Every interaction with OpenMCF starts with a manifest -- a YAML file that declares what you want to deploy. OpenMCF manifests follow the Kubernetes Resource Model (KRM), which means if you have written a Kubernetes YAML file before, the structure will be immediately familiar: apiVersion, kind, metadata, spec.

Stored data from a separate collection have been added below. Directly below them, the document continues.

Issue #509, opened 2021-01-18
Review proto versioning


anilCSE:
- We are using `v1beta1` in upstream as we couldn't decide on stability of each module. We can rethink on this and if we feel like any module is stable from our end, we can remove the beta tag
- Also we are using `v1beta`, I believe it's more of a typo. We need to change them back to `v1beta1` if we don't have strong reasoing to change this
- Move proto files to `proto/heimdall` directory, ex: bank proto files sits in `proto/heimdall/bank`

anilCSE:
cc @ssandeep @murthyvitwit

PR #554, opened 2021-02-15
Proto versioning 

saikumar0x1967:
#509


ssandeep (changes requested):
We will have to change the swagger config file also. Any other places we need to make changes?

saikumar0x1967:
@ssandeep  i changed proto version in swagger config also

anilCSE (approved):
:tada:
thanks for this pr @saikumar0x1967

ssandeep (approved):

The difference is what backs the manifest. In Kubernetes, the schema is defined by Go structs and validated by the API server at admission time. In OpenMCF, the schema is defined by Protocol Buffer definitions with field-level validation rules that are enforced before any cloud API is ever called.

Manifest Structure

Every OpenMCF manifest has five top-level fields:

apiVersion: <provider>.openmcf.org/v1
kind: <ComponentKind>
metadata:
  name: <resource-name>
  org: <organization>
  env: <environment>
  labels: { ... }
spec:
  # Provider-specific configuration
status:
  # Read-only, populated after deployment

apiVersion

The apiVersion identifies which provider and API version this manifest targets. It follows the pattern {provider}.openmcf.org/v1:

ProviderapiVersion
AWSaws.openmcf.org/v1
GCPgcp.openmcf.org/v1
Azureazure.openmcf.org/v1
Kuberneteskubernetes.openmcf.org/v1
DigitalOceandigital-ocean.openmcf.org/v1
Civocivo.openmcf.org/v1
Cloudflarecloudflare.openmcf.org/v1
OpenStackopenstack.openmcf.org/v1

The apiVersion value is enforced as a constant in the component's Protocol Buffer definition. If you set the wrong apiVersion, validation fails immediately -- not after a network call to a cloud provider.

kind

The kind identifies which deployment component this manifest represents. It is the exact name from the CloudResourceKind enum -- for example, KubernetesPostgres, AwsS3Bucket, GcpCloudSql, or AwsRdsInstance.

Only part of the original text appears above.